DATA FOR THE TASK:
◇ ◇ ◇ ◇

PR #345, opened 2018-03-07
Hot 1399 update buttons extend modal box

MadinaShad:
# What does this PR do:

   - Adds possibility in modal-box to add the description after subtitle

modal-box

    - Adds a arrow to the buttons

arrow1

arrows2

    acceptance link


iwwwi:
Failing tests. pls check it ;) https://cl.ly/0X3z0P1q3N16

MadinaShad:
@iwwwi opps, i forgot to update tests 😃 will fix it, thanks!

leandrooriente:
Is the arrow property really necessary? It seems to be a super specific case to be part of the UI kit.

Button component accepts a React Element as children, so if someone needs to add an arrow it's not that hard to implement.

MadinaShad:
@leandrooriente this will bring the buttons to a single standard, as they should look like according to the design, because currently you can find the wrong styles on different affiliates. It will speed up the development and easy to maintain. By using the ui-kit you know that the styles on all brands are already created and it is not necessary to recheck them

leandrooriente:
Perfect.

We have an exception about arrow colors on CheapTickets. Don't forget to double check it.

screen shot 2018-03-07 at 10 44 51

screen shot 2018-03-07 at 10 41 10

MadinaShad:
@leandrooriente it's updated already, thanks for caring ))

asci:
`arrow` prop name would probably confuse in future, regarding that in MyAccount we have back buttons with arrows in the different direction. What about `arrowRight`, `arrowLeft` ?

asci:
after rethinking the case I agree with @leandrooriente  we can consider this case as a separate entity (like "button with arrow"). For this `arrow` (or I prefer `withArrow`) property would suit well. 

Especially considering that for Vliegwinkel we will not show the actual arrow — this will be part of the theme. 

All the other implementations (like links with arrows, or arrows back, or other icons) should be done via passing childer icons when Icons initiative will be delivered.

◇ ◇ ◇ ◇

WORK ITEM:
For this exercise, output all the data exactly as shown above.

EXERCISE ANSWER:
PR #345, opened 2018-03-07
Hot 1399 update buttons extend modal box

MadinaShad:
# What does this PR do:

   - Adds possibility in modal-box to add the description after subtitle

modal-box

    - Adds a arrow to the buttons

arrow1

arrows2

    acceptance link


iwwwi:
Failing tests. pls check it ;) https://cl.ly/0X3z0P1q3N16

MadinaShad:
@iwwwi opps, i forgot to update tests 😃 will fix it, thanks!

leandrooriente:
Is the arrow property really necessary? It seems to be a super specific case to be part of the UI kit.

Button component accepts a React Element as children, so if someone needs to add an arrow it's not that hard to implement.

MadinaShad:
@leandrooriente this will bring the buttons to a single standard, as they should look like according to the design, because currently you can find the wrong styles on different affiliates. It will speed up the development and easy to maintain. By using the ui-kit you know that the styles on all brands are already created and it is not necessary to recheck them

leandrooriente:
Perfect.

We have an exception about arrow colors on CheapTickets. Don't forget to double check it.

screen shot 2018-03-07 at 10 44 51

screen shot 2018-03-07 at 10 41 10

MadinaShad:
@leandrooriente it's updated already, thanks for caring ))

asci:
`arrow` prop name would probably confuse in future, regarding that in MyAccount we have back buttons with arrows in the different direction. What about `arrowRight`, `arrowLeft` ?

asci:
after rethinking the case I agree with @leandrooriente  we can consider this case as a separate entity (like "button with arrow"). For this `arrow` (or I prefer `withArrow`) property would suit well. 

Especially considering that for Vliegwinkel we will not show the actual arrow — this will be part of the theme. 

All the other implementations (like links with arrows, or arrows back, or other icons) should be done via passing childer icons when Icons initiative will be delivered.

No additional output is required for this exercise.